Return every record below exactly.

• EXCERPTED RECORDS:
☆ ☆ ☆ ☆
PR #287, opened 2015-08-19
Check that jQuery element exists before cloning - PMT #102478

nikolas:
This fixes the JS error that occurs when the target element
that switches for the Selection Assignment doesn't exist (like
when the window is too narrow).

### DIFF
--- a/media/js/app/projects/selection_assignment_edit.js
☆ ☆ ☆ ☆
• EXPECTED OUTPUT:
PR #287, opened 2015-08-19
Check that jQuery element exists before cloning - PMT #102478

nikolas:
This fixes the JS error that occurs when the target element
that switches for the Selection Assignment doesn't exist (like
when the window is too narrow).

### DIFF
--- a/media/js/app/projects/selection_assignment_edit.js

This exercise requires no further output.